Perkins’ daughter has been enrolled in the day care since August. She said her child has experienced nausea, headaches and sleep issues and emotional changes.
“As far as my 4-year-old goes, she’s been dealing with night terrors since at least February that I remember. She’s been bedwetting, and she has had this aggression, just so aggressive,” she said.
She also said that in 2018 her oldest daughter “basically had like a complete regression for being fully potty trained to all of a sudden having to wear pull ups at night again because she peed herself in the bed.”
According to Children’s Medical Center Dallas, some doses of melatonin can be safe for children with short-term use, but side effects can include headaches, drowsiness, bedwetting, irritability and nausea.The hospital recommends consulting with a pediatrician before giving your child melatonin. They recommend only 1-3 milligrams for preschool aged children.
Perkins posted about her child’s experience in a Facebook post. She said she has since received a number of messages from parents who went to pick up their kids from Sugar N Spice and were told that they too had been given the sleep aid.
DHR confirmed to AL.com that the “Child Care Services Division is aware of the allegations, and our next steps are underway.”
While the agency did not comment further on the investigation, its website lists a substantiated complaint against the day care for administering medication on April 28, one day after Perkins filed a police report. Perkins said a state DHR investigator was present at the day care and took her witness statement on the same day.
A spokesperson said more public information will be available soon.
The owner of Sugar N Spice, Kent Marshall, said the accusations are a lie.
The daycare has been owned by his family since the 1970s. Marshall said this is the first time someone has complained about improper medication.
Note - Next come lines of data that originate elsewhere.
PR #2615, opened 2025-06-09
snake~: add more verbs and enhance 'in'

### LINKED ISSUE #1989: get number of channels in mc connections
This is something definitely not in the "that-would-be-nice" category as I see it. Here's a proof of concept, I am designing an output~ like abstraction for multichannel signals. I need to use [clone] just to include a simple [hip~ 3] object for all channels and I need to resize [clone] according to the number of channels and I need to get that information somehow.

I have a simple external for that right now clled [nchs~] (see picture below), it could be part of Vanilla, maybe as new [snake~] function, like [snake~ nchs] or built into [inlet~]. I like the [inlet~] idea cause it could also give us '0' for no signal connected, which also helps a lot (and it's not something I can do as an object, built in or not I guess). 

Screen Shot 2023-06-14 at 12 54 06

ping @millerpuckette

ben-wes:
- extends [snake~ in] to handle and join multichannel inputs
- adds [snake~ sum] for multichannel mixdown (with additional commit for bypass option)
- adds [snake~ pick] for picking specific channels from mc signal (passing the input through if no channel numbers are given)
- adds [snake~ split] for splitting input at given index

test patch: [test-snakes-minimal.pd.zip](https://github.com/user-attachments/files/30055905/test-snakes-minimal.pd.zip)

image

EDIT: removed a bunch of verbs that were part of this PR initially.

### DIFF
--- a/src/d_misc.c
+++ b/src/d_misc.c
@@ -252,6 +252,74 @@ static void *snake_sum_tilde_new(void)
     return (x);
 }
 
+/* ------------------------ snake_split~ ------------------------- */
+
+static t_class *snake_split_tilde_class;
+
+typedef struct _snake_split
+{
+    t_object x_obj;
+    t_sample x_f;
+    int x_index;        /* split index (0-based) */
+} t_snake_split;
+
+static void snake_split_tilde_dsp(t_snake_split *x, t_signal **sp)
+{
+    int i, nchans = sp[0]->s_nchans;
+    int left_chans, right_chans;
+
+        /* calculate output channel counts */
+    if (x->x_index <= 0) {
+        left_chans = 1;     /* single channel of zeros */
+        right_chans = nchans;
+    } else if (x->x_index >= nchans) {
+        left_chans = nchans;
+        right_chans = 1;    /* single channel of zeros */
+    } else {
+        left_chans = x->x_index;
+        right_chans = nchans - x->x_index;
+    }
+
+        /* set up output signals */
+    signal_setmultiout(&sp[1], left_chans);   /* left output */
+    signal_setmultiout(&sp[2], right_chans);  /* right output */
+
+        /* route channels to outputs */
+    if (x->x_index <= 0) {
+            /* left output: zeros, right output: all channels */
+        dsp_add_zero(sp[1]->s_vec, sp[1]->s_length);
+        dsp_add_copy(sp[0]->s_vec, sp[2]->s_vec, nchans * sp[0]->s_length);
+    } else if (x->x_index >= nchans) {
+            /* left output: all channels, right output: zeros */
+        dsp_add_copy(sp[0]->s_vec, sp[1]->s_vec, nchans * sp[0]->s_length);
+        dsp_add_zero(sp[2]->s_vec, sp[2]->s_length);
+    } else {
+            /* normal split */
+        for (i = 0; i < left_chans; i++)
+            dsp_add_copy(sp[0]->s_vec + i * sp[0]->s_length,
+                sp[1]->s_vec + i * sp[1]->s_length, sp[0]->s_length);
+        for (i = 0; i < right_chans; i++)
+            dsp_add_copy(sp[0]->s_vec + (x->x_index + i) * sp[0]->s_length,
+                sp[2]->s_vec + i * sp[2]->s_length, sp[0]->s_length);
+    }
+}
+
+static void snake_split_tilde_index(t_snake_split *x, t_floatarg f)
+{
+    x->x_index = (int)f;
+    canvas_update_dsp();
+}
+
+static void *snake_split_tilde_new(t_floatarg f)
+{
+    t_snake_split *x = (t_snake_split *)pd_new(snake_split_tilde_class);
+    x->x_index = (int)f;
+    inlet_new(&x->x_obj, &x->x_obj.ob_pd, &s_float, gensym("index"));
+    outlet_new(&x->x_obj, &s_signal);
+    outlet_new(&x->x_obj, &s_signal);
+    return (x);
+}
+
 /* ------------------------ snake_pick~ -------------------------- */
 
 static t_class *snake_pick_tilde_class;
@@ -349,6 +417,9 @@ static void *snake_tilde_new(t_symbol *s, int argc, t_atom *argv)
         else if (!strcmp(str, "sum"))
             pd_this->pd_newest =
                 snake_sum_tilde_new();
+        else if (!strcmp(str, "split"))
+            pd_this->pd_newest =
+                snake_split_tilde_new(atom_getfloatarg(1, argc, argv));
         else if (!strcmp(str, "pick"))
             pd_this->pd_newest =
                 snake_pick_tilde_new(s, argc-1, argv+1);
@@ -386,6 +457,16 @@ static void snake_tilde_setup(void)
     class_addmethod(snake_sum_tilde_class, (t_method)snake_sum_tilde_dsp,
         gensym("dsp"), 0);
     class_sethelpsymbol(snake_sum_tilde_class, gensym("snake-tilde"));
+
+    snake_split_tilde_class = class_new(gensym("snake_split~"),
+        (t_newmethod)snake_split_tilde_new, 0, sizeof(t_snake_split),
+            CLASS_MULTICHANNEL, A_DEFFLOAT, 0);
+    CLASS_MAINSIGNALIN(snake_split_tilde_class, t_snake_split, x_f);
+    class_addmethod(snake_split_tilde_class, (t_method)snake_split_tilde_dsp,
+        gensym("dsp"), 0);
+    class_addmethod(snake_split_tilde_class, (t_method)snake_split_tilde_index,
+        gensym("index"), A_FLOAT, 0);
+    class_sethelpsymbol(snake_split_tilde_class, gensym("snake-tilde"));
 
     snake_pick_tilde_class = class_new(gensym("snake_pick~"),
         (t_newmethod)snake_pick_tilde_new, (t_method)snake_pick_tilde_free,
--- a/src/d_misc.c
+++ b/src/d_misc.c
@@ -141,27 +141,43 @@ typedef struct _snake_in
 {
     t_object x_obj;
     t_sample x_f;
-    int x_nchans;
+    int x_nin;
+    t_sample *x_copybuf;
+    int x_copysize;
 } t_snake_in;
+
+static void snake_in_tilde_free(t_snake_in *x)
+{
+    if (x->x_copybuf)
+        freebytes(x->x_copybuf, x->x_copysize * sizeof(t_sample));
+}
 
 static void snake_in_tilde_dsp(t_snake_in *x, t_signal **sp)
 {
-    int i;
-        /* create an n-channel output signal. sp has n+1 elements. */
-    signal_setmultiout(&sp[x->x_nchans], x->x_nchans);
-        /* add n copy operations to the DSP chain, one from each input */
-    for (i = 0; i < x->x_nchans; i++)
-         dsp_add_copy(sp[i]->s_vec,
-            sp[x->x_nchans]->s_vec + i * sp[0]->s_length, sp[0]->s_length);
+    int i, nchans = 0, offset, copysize;
+    for (i = 0; i < x->x_nin; i++)
+        nchans += sp[i]->s_nchans;
+    copysize = nchans * sp[0]->s_length;
+    x->x_copybuf = (t_sample *)resizebytes(x->x_copybuf,
+        x->x_copysize * sizeof(t_sample), copysize * sizeof(t_sample));
+    x->x_copysize = copysize;
+        /* snapshot inputs before allocating output */
+    for (offset = 0, i = 0; i < x->x_nin; offset += sp[i]->s_nchans, i++)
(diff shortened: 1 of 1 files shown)


src/d_misc.c
```diff
@@ -146,13 +146,18 @@ typedef struct _snake_in
...
+    int i, j, outchan = 0;
+        /* count total channels across all (multichannel) inputs */
     for (i = 0; i < x->x_nchans; i++)
-         dsp_add_copy(sp[i]->s_vec,
-            sp[x->x_nchans]->s_vec + i * sp[0]->s_length, sp[0]->s_length);
+        outchan += sp[i]->s_nchans;
+        /* create output signal with total channel count. sp has n+1 elements. */
+    signal_setmultiout(&sp[x->x_nchans], outchan);
+        /* add copy operations to DSP chain, one per channel from each input */
+    for (outchan = 0, i = 0; i < x->x_nchans; i++)
```
Spacechild1: Actually, `x_nchans` is now a misnomer because it only determines the number of inlets, but not the number of output channels. I would suggest something like `x_nin`.

src/d_misc.c
```diff
@@ -205,6 +210,70 @@ static void *snake_out_tilde_new(t_floatarg fnchans)
...
+    t_sample x_f;
+    int x_nchans;
+} t_snake_count;
+
+static void snake_count_tilde_dsp(t_snake_count *x, t_signal **sp)
+{
+        /* store actual input channel count */
+    x->x_nchans = sp[0]->s_nchans;
+        /* output channel count on DSP reset */
+    outlet_float(x->x_obj.ob_outlet, x->x_nchans);
```
Spacechild1: *Never* call `outlet_` methods in a "dsp" method! Instead, you have to defer to the next scheduler tick with a clock.

Actually, I'm not sure this is a good design. I would prefer if the object works analogous to `[samplerate~]` in that you have to explicitly send a bang to get the value. You can then easily emulate your current behavior with `[r pd-dsp-started] -> [snake~ count]`. Since you already have a "bang" method, you only need to get rid of this line.

Spacechild1:
What's up with the changes in `g_canvas.c`? :) Also, feature PRs always target master, not develop.

src/d_misc.c
ben-wes: thanks for your review! true - renamed to `x_nin` with the last force-push.

src/d_misc.c
ben-wes: oops. i'll try to remember this, sorry! and i also think that `samplerate~` is a good reference. thanks! force-pushed the change.

ben-wes:
> feature PRs always target master, not develop.

makes sense. obviously my first feature PR. :) ... changed the base branch.

porres:
so, my [else/sum~] object works like this, you can change its state and tell it not to sum as well. It's useful for me as I found the need to sometimes decide wether I want to sum or not.

umlaeute:
> extends `[snake~ in]` to handle and join multichannel inputs

this probably should be removed from the title and the description, now that it is not implemented.

ben-wes:
> > extends `[snake~ in]` to handle and join multichannel inputs
> 
> this probably should be removed from the title and the description, now that it is not implemented.

maybe i'm missing something - but this should be implemented via fad9a5ee19df3e3cbb7cbe9f3f7e02bd7085a6c0 which is part of this PR

ben-wes:
@umlaeute i considered adding more commits to this PR, but felt like there are still some open decisions. otherwise, these would also be ready for review from my side:

https://github.com/ben-wes/pure-data/compare/feature/more-snakes...ben-wes:pure-data:feature/even-more-snakes?expand=1

... not sure how to proceed. does it make sense to add them here? or create another PR? or just wait? :)

umlaeute:
dunno.

i think multiple PRs just raise the probability of getting ignored :-/

so it's probably best to just add them in a single PR (and cleanup the commits (in case they are entangled) so that it is easy for @millerpuckette to just pick those he considers worthwhile).

umlaeute:
> maybe i'm missing something - but this should be implemented via fad9a5e which is part of this PR

oh. 
i did check the diffs (promise!) but I think I missed it (actually I was pretty sure it wasn't there, but on rechecking it seems it *is* there... sorry for the noise)

ben-wes:
> I think I missed it

no problem at all - that's a very small commit anyway! :)

but longer ones are incoming since i'll do as you mentioned before and add the other commits after cleaning them up a bit. should hopefully be possible to pick them individually then.

ben-wes:
also added a method now for filling up (by wrapping) or clipping a mc input signal.

i changed the name from "fit" to "shape" through a force-push (sorry for the indecision). wondering now whether this might need an option to switch the "fill" method from wrap to zero-fill. can still be added later - let's see if this verb is needed it all. :)

millerpuckette:
I think I want to go over these carefully, and I'm in rehearsals at the moment and would like to put 0.56 test out while I'm stuck with other tasks... can this be put off for 0.57?

ben-wes:
> can this be put off for 0.57?

sure. i didn't expect the whole PR to be accepted for 0.56 anyway! the commits are sorted by my rather personal priorities. these might probably be least controversial:
* `count`
* `sum`
* `split`
* `fromlist`

`in` with mc input support is also something i would gladly use in my patches. but this could also be a new verb (as discussed in #1996).

`pick` might need more discussion concerning design and verb (although it seems suitable to me).

the other commits are just suggestions so far and i would prefer further discussion there:
* `zip` / `unzip`
* `shape`
* bypass support for `sum`

good luck with the rehearsals!

ben-wes:
updated the order of commits so that the first 5 commits might be a simple addition that doesn't require much discussion (extending `in` to mc support and adding `sum`, `pick` and `split`).

`count` is probably not needed anymore now that `siginfo~` reports channel count so i moved that behind those. similarly, i moved the `bypass` message for `sum` behind those commits since i'm not sure whether that's needed.

millerpuckette:
I think the mc input and the sum, pick, and split verbs make sense.  I'm not sold on any of the rest of it.  In particular if I understand it, zip/unzip is a multiplexer which I can't think of a use case for.

ben-wes:
sounds good to me! let me know if i should remove the other commits from the PR or if you'd merge just the relevant ones?

i remember that we had some use case in mind for zip/unzip when discussing it with @porres last year - but didn't miss it recently, i admit. :)

umlaeute:
i guess *zip*/*unzip* and *shape* can be patched together with *pick*

umlaeute:
i totally fail to see a use case for *sum*'s `bypass` message.

i see that @porres wrote
> `[else/sum~]` object works like this, you can change its state and tell it not to sum as well. It's useful for me as I found the need to sometimes decide whether I want to sum or not.

but unfortunately he didn't come up with any examples how it would be useful to toggle between a a multichannel signal and a mono sum signal.

i could probably understand the need for a sum of all signals and a selected signal (which makes the output always mono), but that can be easily achieved with `[snake~ pick]` + `[snake~ sum]`, so ...


(I'm using "mono" for a single-channel signal)

porres:
For instance, I have used this feature in else/sum~ to toggle between an output in multichannels or not, as in [bpbank~]. The 'mc' message or flag outputs all filters as separate channels. Internally I have [clone] outputing multichannels but I have sum~ in the end. I once requested [clone] to be able to set the -d flags from messages, the idea was exactly this, but I solved it with an external. See:

Screenshot 2026-07-14 at 14 28 04

umlaeute:
but what is the use-case? (the use-case cannot just be "I made it work; and here's a help-patch demonstrating that it does work").

and I'm afraid you will have to explain your patch (I don't use ELSE; i guess that `[bpank~]` is a series of bandpass filters (most likely in parallel); i have no idea what `[xselect.mc~]` might do).

porres:
>  i guess that [bpank~] is a series of bandpass filters

It's actually a bank of filters in parallel, not in series, as in cascade. It's kinda like max's fffb~ https://docs.cycling74.com/legacy/max5/refpages/msp-ref/fffb~.html

but instead of multiple outlets, I have the output as either the sum or as a multichannel connection. 

[xselect.mc~] selects a single channel from a multiconnection signal with crossfade.

anyway, the use case is just to be able to choose if an output is either a sum or not

umlaeute:
> anyway, the use case is just to be able to choose if an output is either a sum or not

I'm seriously trying to understand what a use case for this is, and this answer is not helping.

to rephrase: "the use case for being able to choose if an output is either a sum or not, is just to be able to choose if an output is either a sum or not".

so I take it, there is none.

ben-wes:
i was just trying to patch a little bypass workaround based on `r~`/`s~`. but now i'm wondering:

what's the general policy for dsp updates? when i change the receiver to an `s~` with different channel count, pd logs "[...] changed number of channels; restart DSP to fix".

`snake~ pick` currently automatically updates dsp whenever it receives a `channels` message. i assume that this is expected - but maybe it's good to discuss it here now?

ben-wes:
probably not the cleanest bypass - triggers a warning with every receiver switch:

image

umlaeute:
i was going to suggest that it should be easy enough to build something like this with the `[channel(` message of `[send~]` resp `[catch~]`.

i have to admit that i wasn't aware of the big fat warning when changing `[send~]`'s number of channels though.

however, it can actually be easily avoided like this:
channelchange


alternatively, you could build something with `[throw~]`/`[catch~]` which happens to be less verbose (but admittedly is also less elegant for this specific purpose).

---

and of course, the example that @porres gave could be just as easily implemented with this:
image

ben-wes:
> it can actually be easily avoided

ouch ... of course, the warning can be avoided by just switching off dsp before changing the receiver! although in this example, the receiver only changes when dsp is on - but that's obviously easy to solve. thanks!

millerpuckette:
I thik it would be  better design if there were just a separate outlet for the sum - I really don't think it's good style to have a single outlet that changes its behavior drastically as a result of run-time messages.

ben-wes:
> I think it would be better design if there were just a separate outlet for the sum - I really don't think it's good style to have a single outlet that changes its behavior drastically as a result of run-time messages.

the commit that adds the sum verb is not adding that runtime message. it currently seems to me like that message is not needed anyway. a separate outlet for a "bypass" signal feels a bit useless to me though, too, since that can just be fetched from the previous object?

umlaeute:
> I think it would be better design if there were just a separate outlet for the sum - I really don't think it's good style to have a single outlet that changes its behavior drastically as a result of run-time messages.

for which object? `[else/bpank~]`? if so, I agree.

for `[snake~ sum]` a separate outlet makes little sense, as the sole purpose of this object is to *sum*. you can get the unsummed signals just by patching the input of the object to wherever you want.

millerpuckette:
... and since I think "bypass" is a bad idea to start with, perhaps the question already answered itself :)

umlaeute (commented):
while I really like the empty-list message of `[snake~ pick]`, I wonder whether it's a good idea to allow it for `[snake~ fromlist]`.

it's not really obvious that an empty list would do what it currently does.
and conversely, a single-channel with all zeros can be created with `[0(` much simpler than with `[list(`.

i would go for either
- just forbid empty lists
- have `[list(` create an multichannel signal with **0** channels (iirc this is possible; i don't know whether all objects will handle it correctly though; otoh, this object might be a good choice to create such a weird signal)

umlaeute:
@millerpuckette it's probably a good idea to just merge in the undisputed first 4 commits (77d2a23b44d56196179dbc14a3880952a183da61...f3d2a49997d9acc2ab47a319f1ebf69543649339) and leave the rest for further discussion...
(I guess you can only do this in a local clone, and not via the webinterface).

ben-wes:
now that we're in the middle of some discussion, i converted this to a draft to clarify the state. there's still a bad issue found by @umlaeute in https://github.com/pure-data/pure-data/issues/1996#issuecomment-4978188108 ... i assume that occurs because of reused buffers that i don't understand (but i should be able to fix it by copying to an intermediate signal first).

concerning the other features, i also think that those can be another PR then.

so please don't merge yet! :)

ben-wes:
to make it easier, i'll also just update this PR to just the "basic features".

porres:
> for [snake~ sum] a separate outlet makes little sense

I never proposed that and it's not what else/sum~ has. I thought we were talking about a message that controls the feature.

> you can get the unsummed signals just by patching the input of the object to wherever you want.

sure, but the point is to have a way to choose the kind of output via a message, since there is no way to do that unless you get into edit mode and change your patch... or use some crazy dynamic patching.

ben-wes:
updated this PR now to hopefully solve the issue reported in https://github.com/pure-data/pure-data/issues/1996#issuecomment-4978188108. and it only includes the first 5 commits now. still needs proper review though.

another PR will follow for more - but that doesn't seem urgent (although i do like `fromlist`, which is a quite nice option to create an mc signal of dynamic size. this can be achieved with some clone+resize abstraction as well though ...)

> there is no way to do that unless you get into edit mode and change your patch... or use some crazy dynamic patching.

@porres i think there are ways - see https://github.com/pure-data/pure-data/pull/2615#issuecomment-4978144801 :)

porres:
> @porres i think there are ways - see https://github.com/pure-data/pure-data/pull/2615#issuecomment-4978144801 :)

I think I can keep my external then :) I don't have a problem in not having it as obsolete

“This is very, very disturbing and it’s very unfortunate how people can do this to businesses,” Marshall said. “I want to know the truth and I want this to be investigated completely. I will say, I’m a reasonable person, people make mistakes. If one of the children that was supposed to get melatonin spit it out and that other child got it, that’s a potential way that a child could get something. But the timing of it does not make sense.”
There are other complaints listed against the daycare on the DHR website dating back to August 2022, but the cause of the complaints are only listed as ‘supervision at all times’ or ‘staff-parent communicate.” No adverse actions are noted to have been taken against the facility.
Marshall said his day care has always required a parental authorization form for all over the counter medication use, even including diaper cream and Vaseline, but will now also require a doctor’s note.
He claimed that Perkins and the staff members who reported the melatonin are ‘colluding’ against him because the staff member was allegedly found out to have lied about their educational background.
But Perkins says her only motivation is the wellbeing of her child. She has since withdrawn her daughter from the facility.
“They medicated my child without my permission. They medicated all these kids for God knows how long without any parental permission, without doctor’s notes, without any anything at all. And it’s okay if these people don’t want to work at a child care. They don’t have to work in child care, but they don’t need to hurt the kids just because they can’t control them,” said Perkins.
Hoover Police Capt Keith Czeskleba said the investigation is being handled by Jefferson County DHR and any charges against the day care or its staff would be contingent on their findings.